God’s saving love is shown again to God’s people, as they are spared from death by the blood of a lamb and they escape to the promise land.  A NEW story is added to be told every Passover about the depths of God’s love to free His people and draw them to himself.

So the BIG story moves on again and the CONTEXT changes again. God is doing a NEW thing. Years later while Kings still command that baby boys be killed in order to protect their Kingdom, the memory of child sacrifice to appease for sin grows dim, as animal sacrifice becomes a way of life. It is in this CONTEXT that Jesus in the form of a man steps into the timeline of God’s BIG story.

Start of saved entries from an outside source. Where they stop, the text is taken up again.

PR #766, opened 2024-02-20
docs releases

plebhash:
Refactoring of docs about releases.


pavlenex (approved):

Fi3:
we should also specify when to run the action. I would say every time that we do PR we need to bump the versions of the affected crates and then run the action in order to do a release. Keep in mine that at least for the lib crates if we try to do release without bumping the version the action will fail so is kinda safe. Of course if bump minor or major or patch is up to the dev but we have review for that.

plebhash:
> we should also specify when to run the action. I would say every time that we do PR we need to bump the versions of the affected crates and then run the action in order to do a release. Keep in mine that at least for the lib crates if we try to do release without bumping the version the action will fail so is kinda safe. Of course if bump minor or major or patch is up to the dev but we have review for that.

ack https://github.com/stratum-mining/stratum/pull/766/commits/0427297f1d2f87005ef2a3819e2337eeddbd5c87

RELEASE.md
```diff
@@ -1,66 +1,78 @@
...
-`--exclude [crate_1] --exclude [crate_2]` to the command. This is not an issue for publishing version updates since the crates are not NEW publishes.
+SRI has a global version, which uses git tags and keeps track of how the codebase evolves across time as a whole.
 
-### Current Successful Publishes
+All the other internal SRI crates also follow SemVer 2.0.0, but each crate version is independent of the global release version.
 
-Due to either github dependencies or a crate failing the build stage during publish not all crates are being published.
+Whenever a `PATCH` is introduced, it is applied to all the latest `MAJOR` releases.
+For example: imagine there's releases `v1.0.0`, `v1.1.0`, and `v2.0.0`. A bug is found, dating back all the way to `v1.0.0`.
+A patch is applied such that the following new tags are introduced: `v1.1.1` and `v2.0.1`.
```
Fi3, line 16: How do we do it? I guess that we should have a branch (or a tag?) for all the last x majior version of each libs.
This seems complicate. Another way could be to create the branch only when needed. We fix a bug for `lib1-2.0.0` we find that also `lib1-1.1.0` is affected and we want to backport the fix. We create a new branch from whatever was the state of the repo when lib1 have been go from v1 ti v2 and we apply the fix. If we do that only for last majior version, only when we have a bug that affect also the last majior version I do not think that we will end up with 'too many' branches, considering that most library in this repo will do not get a new majior version in many years. If this is a concern we can just say that we support the last majior version and that is not safe to use any version that is not the majior, or we can think about it when we will have more then one majior version (0 wont be maintained cause is unstable). Maybe we can just leave the various possibility here, for now we can say that we support only last majior so we do not make promise and when we will have more majior  we will think about it.

RELEASE.md
```diff
@@ -1,66 +1,78 @@
...
+be published are published.
 
-Versioning is handled by the `autorelease.yaml` workflow. The workflow will  will auto detect changes in crates and auto bump the patch versions 
-in the target crate, as well as any crate that uses the target crate as a dependency, if changes are detected. It will then push a new commit with the 
-versioning changes to the `bot/versioning` branch, and Lastly, it will auto create a PR (bot/versioning -> main). Since cargo-smart-release does not yet 
-support autodetection of MAJOR and MINOR changes with regards to Semver, any MAJOR/MINOR versioning will need to be manually changed in the package Cargo.toml.
+Running `cargo release` in the various workspace help to prepare the version number and everything.
 
-## Versioning Notes
+Every PR needs to increase the version of whatever crate it is touching. Otherwise, we will mess up the dependency chain of whoever is fetching from crates.io
```
Fi3, line 76: I would specify, every PR **in main**. PRs that add feature in dev are not going to increase the version number since they will be batched every [duration] into main. So lets say that when I do the release I add 5 feature to lib1 I will not increase the minor version of 5 but of 1.

So when we merge dev in main we increase the versions of the touched libs. When we merge a buge fix in main we increase the version of the touched libs. Whenever we merge something in main we run the releases actions

Fi3:
We should decide the interval between release and stick with it, 2 weeks? That means that we do not wait for feature to be ready, every 2 weeks we ship what we have on dev.

Also I would add something to automatically check the we do not mess with semver (it is very easy to think that something do not change the API but it change it). I found this linter https://crates.io/crates/cargo-semver-checks that we could add to our actions. That ofc do not remove the needs for human reviews is just an helper.

plebhash:
> We should decide the interval between release and stick with it, 2 weeks? That means that we do not wait for feature to be ready, every 2 weeks we ship what we have on dev.

ack 22e196e92c94ac9031ac34fd1556f5109e1e4a8c

RELEASE.md
plebhash: On lines [10 and 12](https://github.com/plebhash/stratum/blob/c4399a92b9e68af72d1954e97a1c40a2430d49c9/RELEASE.md?plain=1#L10-L12) of my proposal, there is a very important distiction we need to keep in mind:

```
SRI has a global version, which uses git tags and keeps track of how the codebase evolves across time as a whole.

Every internal SRI crate also follows SemVer 2.0.0, but each crate version is independent of the global release version.
```

Let's imagine this scenario, where both `crate-A` and `crate-B` are affected by a bug on the following versions:

| Global Release Version | v2.0.0 | v1.1.0 |
|------------------------|--------|--------|
| crate-A                | v1.0.0 | v0.9.0 |
| crate-B                | v2.0.0 | v2.0.0 |

Here, Global Release Versions would be indicated as git tags.
Crate versions however, would only be indicated by `Cargo.toml` and `crates.io`. Otherwise, we would end up with too many tags.

After we patch the bug, we would have the following:
| Global Release Version (new git tags) | v2.0.1 | v1.1.1 |
|------------------------|--------|--------|
| crate-A (only bump `Cargo.toml`               | v1.0.1 | v0.9.1 |
| crate-B (only bump `Cargo.toml`)               | v2.0.1 | v2.0.1 |

Fi3: Ok make sense. Only thing I wouldn't maintain version 0 and 1. I would just bump majior version of everyting to 2. And start from there 2 reasons here:
1. We didn't followed semver so if you assume semver for what we have now you risk to end up with not compatible libraries.
2. There several 0 library that now are 1 that at 0 were very very experimental and it do not make sense to to support them

An example of that is the noise crate.

Also is startum v2 so it can make sense to start from 2. Otherwise we should remove the old library from crates.io but I dont' know if is something possible or not.

RELEASE.md
```diff
@@ -1,66 +1,79 @@
...
+- `main`
+- `dev`
 
+We consider `main` to be the branch where the source code of `HEAD` always reflects a production-ready state.
 
-## Github Binary Releases
+We consider `dev` to be the branch where the source code of `HEAD` always reflects a state with the latest delivered development changes for the next release.
 
-# Versioning
+Every two weeks all the changes to `dev` are merged back into `main` and then tagged with a release number while bumping `MAJOR` and/or `MINOR`.
```
pavlenex, line 37:
```suggestion
Every two weeks all the changes to `dev` are merged back into `main` and then tagged with a release number while bumping `MAJOR` and/or `MINOR`.
```

After re-reading the PR the only thing I would be very careful is the pace of releases which we say is 2 weeks.
In startup/company structures this works, but my foss experience says we should probably be more conservative here no matter what type of release it is, I think even with 1-4 PR's it's obvious things can take quite a lot of time, especially if mainnet testing or any sort of testing is involved.

I would say we probablt shouldn't put a time-frame here, or we can put a 2-4weeks -  _until_ we do trial and error and see what kind of pace works for the structure/team we have here.

Trust me, 2-weeks is very tight in FOSS and can cause of lot of stress. As a reminder we're 8 months behind this release (ok it's major but just to give you a bit more realistic overview). What happens if we have PR's depending on each other and each of them requires testing (situation we had last 4-6 weeks).

FOSS structures are much loose and time-frames should adjust to that imo.

RELEASE.md
pavlenex: I agree with what you're saying @Fi3, the only thing that bugs me is starting with 2.0.0, afaik we didn't really have an official release yet, and in public we always referred to things as MVP and later update. 1.0.0 is really a nice clean milestone, I am worried 2.0.0 may communicate certain level of maturity and stability which I am not sure we have yet.

> Otherwise we should remove the old library from crates.io but I don't know if is something possible or not.

Doesn't sound like something impossible, I doubt there can be any consequences to this?

RELEASE.md
```diff
@@ -1,66 +1,79 @@
...
+
+- branch off from: `main`
+- merge back into: `main` + `dev`
+- naming convention: `patch-x`, where `x` describes the bug/patch
+
+# Releasing Roles Binaries
+
+The [release page of SRI repo](https://github.com/stratum-mining/stratum/releases) provides executable binaries for all SRI roles, targeting popular hardware architectures.
+
+The github binary releases of the roles are handled in the `release-bin.yaml` workflow.
```
pavlenex, line 59:
```suggestion
The GitHub binary releases of the roles are handled in the `release-bin.yaml` workflow.
```

pavlenex (commented):
Thanks for pushing this one through end ensuring there's clarity. I left 2 comments that I believe we should discuss and one minor typo suggestion.

RELEASE.md
plebhash: With regards to `2.0.0`, we should keep the **SRI vs SV2** distinction in mind.

Sure, SV2 implies v2, but only for the Specifications. 

That doesn't necessarily mean that as a Rust codebase, SRI should start at v2.

plebhash: With regards to crates.io removal, I found this:

https://github.com/rust-lang/crates.io/pull/1506#issuecomment-429102810

which is discouraging... it basically means we will not be able to remove the old libraries from crates.io, and we cannot "start from scratch".

I did understand your point on starting on `2.0.0` @Fi3 . It would be a way to put all SRI crates at the same starting point. But I still think starting on `2.0.0` would be bad, for the reasons I explained in my previous comment.

I wonder if we could do the same, but with all crates starting at `1.0.0`?
I did a quick search on all workspaces and I didn't see any crate that is above `1.0.0`.

RELEASE.md
plebhash: I'm not opinionated on this, and I do see your point.

Over Discord (and maybe during today's call) I think you expressed a slightly different idea. There you're suggesting a 4 week release cycle.

Did you change your mind after writing this comment here?

Either way is fine, just asking so I can change the wording on the PR. Also, feel free to suggest some changes direct changes to `RELEASE.md` if you want.

RELEASE.md
plebhash: from @Fi3 (over discord):

> main issue is noise crate already 1.1.0 and is not semver 1.0.0 is not compatible with 1.1.0 but jakub told me in the call that you can mark a crate on crates.io as not usable so this could be a solution we could mark all crates like this one as not usable and in that case start from 1.1.0 and mark 1.0.0 as not usable

so assuming we will set all crates to `v1.0.0` (except `noise-sv2`), I crated this PR: https://github.com/stratum-mining/stratum/pull/785

RELEASE.md
pavlenex: I would say 4 weeks was a consensus, but I still believe this is very optimistic. But for now we agreed we try with 4 weeks, and then see how it works for the team.

pavlenex:
Gave it another round of review, besides 4 week time-frame for a release, I don't see vulnerability/critical releases and how we handle those? Are those considered patch, and if so does it mean a critical vulnerability will be patched within whatever time-frame we agreed on or is it instant? I don't mean define vulnerability response process, but just define how are those handled, and step by step can be done in a separate security.md

Generally with releases, it sounds odd, but it's _storytelling_. We want to tell a story, ,motivate the users and community why certain release brings good functionality, improvements or fixes is very important for users, helps build excitement and community around releases and encourage people to try them out and report back if they find issues. With short release cycle, this is really tricky. I've checked how other projects do it, and BDK does it every 4 weeks, and LDK does it every two months. I think for us it'll be trial and error and we may decide to change things as we learn more on what works for us.

RELEASE.md
Fi3: Sounds good. All the 0s will become 1.0.0. All the one already to 1 are yanked and we start from the very next minor. And we say that 0 is not supported anymore.

RELEASE.md
```diff
@@ -1,66 +1,79 @@
...
+This workflow is manually started by navigating to the "Actions" tab in the SRI repo, then navigating to the Release workflow section, and clicking "Run Workflow".
+
+Note: in order to be able to manually trigger the "Run Workflow" button, the user needs to have "Write" permissions on the repository, otherwise the button will not show up on the UI.
+
+# Publishing Library Crates
+
+Although SRI has a global release cycle, which is attached to the binaries, each internal crate also has its own versioning history.
+
+Lib crates are published to crates.io in the `release-lib.yaml` workflow. The workflow tries to update all the library crates. 
+If a crate is not to updated, the step will fail for that each step have continue-on-error set to true.
```
GitGab19, line 70: If a create is not to BE updated (I guess it's a typo)

RELEASE.md
```diff
@@ -1,66 +1,79 @@
...
+- `main`
+- `dev`
 
+We consider `main` to be the branch where the source code of `HEAD` always reflects a production-ready state.
 
-## Github Binary Releases
+We consider `dev` to be the branch where the source code of `HEAD` always reflects a state with the latest delivered development changes for the next release.
 
-# Versioning
+Every 4 weeks all the changes to `dev` are merged back into `main` and then tagged with a release number while bumping `MAJOR` and/or `MINOR`.
```
GitGab19, line 37: I agree with all @pavlenex's considerations about the 4 weeks period. I'm very skeptical about it and I don't see a need for it to be that strictly to be honest. Why not defining a time period at all? Or put it larger (2 months)? 
Since with this release we finally implemented everything from the specs, I don't expect that many new features in a short-mid time frame. I'm sure we will need to make more patch releases than feature ones btw

RELEASE.md
plebhash: tbh the whole phrase was hard to make sense of, so I just re-wrote it on https://github.com/stratum-mining/stratum/pull/766/commits/985c438e5135334cb9449af9b2db00918fa4fbb3

RELEASE.md
plebhash: ok this point is generating a lot of confusion so I propose we leave the document like this for now:
```diff
- Every 4 weeks all the changes to `dev` are merged back into `main` and then tagged with a release number while bumping `MAJOR` and/or `MINOR`.
+ The SRI team will decide the appropriate time when the changes to `dev` are merged back into `main` and then tagged with a release number while bumping `MAJOR` and/or `MINOR`.
```

we can revisit this point in the future if necessary, but for now, we leave the date for `v1.1.0` TBD.

what do you think @Fi3 ?

plebhash: > I'm sure we will need to make more patch releases than feature ones btw

I can understand this point, and I wonder if we can do something about it. While we already have a strategy for dealing with bugs under `SemVer 2.0.0`, IMO we should keep that for exceptional situations where finding a bug is actually a **surprise**.

With that in mind, I propose that we start our release cycle with `v1.0.0-beta.0` instead of `v1.0.0`.
As we fix bugs, we increase `v1.0.0-beta.1`, `v1.0.0-beta.2`, etc.

Please let me know your thoughts @Fi3 @pavlenex @GitGab19

pavlenex: I understand your point about `v1.0.0-beta.1, v1.0.0-beta.2` but I am slightly worried on what that communicates to the public, and something as simple as a tag could drive people away from implementing and just keep them in "I'll wait a bit more stage". 

1.0.0 communicates that after 3+ years this is ready to be tested and adopted, sure there will be bugs, sure there's a LOT of work to be done to ensure stability, and probably a whole can of worms once different configurations and use-cases start being used, but... this is our opportunity to start fresh and clean, and I feel these tags would kill the momentum of excitement around something as significant as 1.0.0, so I'll really keep things as we already agreed, besides timeframe for releases seems we have a consensus. Timelines can easily be adjusted.

RELEASE.md
GitGab19: > tbh the whole phrase was hard to make sense of, so I just re-wrote it on [985c438](https://github.com/stratum-mining/stratum/commit/985c438e5135334cb9449af9b2db00918fa4fbb3)

Just saw it, now it's perfect 👍

RELEASE.md
GitGab19: Yeah now I would try to release it as `1.0.0`, without specifying a timeframe for merging `dev` into `main` and push a new release. After that, we will see how we can be more specific about timeframes, depending on external feedback and testing!

plebhash: ack https://github.com/stratum-mining/stratum/pull/766/commits/2c4cc3f71d1fc324d85086ec6e9d9396e7c9772f

plebhash:
> Gave it another round of review, besides 4 week time-frame for a release, I don't see vulnerability/critical releases and how we handle those? Are those considered a patch, and if so does it mean a critical vulnerability will be patched within whatever time-frame we agreed on (2 or 4 weeks)on or is it instant? I don't mean define vulnerability response processes, but rather when a critical vulnerabilty is found how is it handled in a release cycle.

I think that falls under the definition of bugs and patches. Since we are leaving the timelines open for releases, I guess there's no point in specifying that for patches as well?

Anyways, IMO these questions are already answered in [these lines](https://github.com/plebhash/stratum/blob/2c4cc3f71d1fc324d85086ec6e9d9396e7c9772f/RELEASE.md?plain=1#L15-L17):
```
Whenever a `PATCH` is introduced, it is applied to all the latest `MAJOR` releases.
For example: imagine there's releases `v1.0.0`, `v1.1.0`, and `v2.0.0`. A bug is found, dating back all the way to `v1.0.0`.
A patch is applied such that the following new tags are introduced: `v1.1.1` and `v2.0.1`.
```

@pavlenex let me know if you feel we should elaborate more on this.

pavlenex (approved):
LGTM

The Passover is a very important time to retell the story of God’s Love and saving grace. The elements of the meal all have special meanings. The Passover begins with a child asking a question, because their CONTEXT is still that children were always a part of these occasions as all ages were present. They told of the blood of the lamb placed on the door to save the children from dying in the night.

But on this night, Jesus draws attention not to the lamb (the animal sacrifice), but to the bread and the wine. He is bringing a NEW meaning to this meal. He is preparing them for a NEW CONTEXT. Today we take communion and think nothing of using the bread and the wine, but those present on the first night would have been shocked.  Today our communion does not even include lamb, it is very rarely associated with an actual meal. But the very first LAST SUPPER had a very important CONTEXT. God was teaching His people that His son would pay the price, and be the sacrificial lamb. And like all those years ago with Abraham and Isaac, and Moses, from this point on things will CHANGE.

From Jesus’s death onwards animal sacrifice was no longer necessary. Jesus had paid the price. We no longer sacrifice animals for our sins and shortfalls. A simple remembrance table is set with the bread and wine as a focus.

God’s message has never changed. He still wants us to do justice, to love kindness and to walk humbly with Him. The only sacrifice that matters to God is the holy gift of humble hearts and lives dedicated to His way of love. We must never lose the power of his LOVE because the CONTEXT has changed, because we have not been affected first hand by the loss of our own children, by the need to kill animals and make sacrifices. We did not see firsthand Jesus dying a painful death.

We live in a TIME of RESURRECTION and HOPE. A time where Jesus has paid the heavy price of our shortfall, and we his children no longer have to die, but have new life in HIM. Let us NEVER forget to see this amazing sacrifice through the eyes of a child, who long ago, learned that God’s love is so great that He would replace HIS child, for himself and die a painful death in our stead.  May this Easter not lose its power because of our lack of CONTEXT.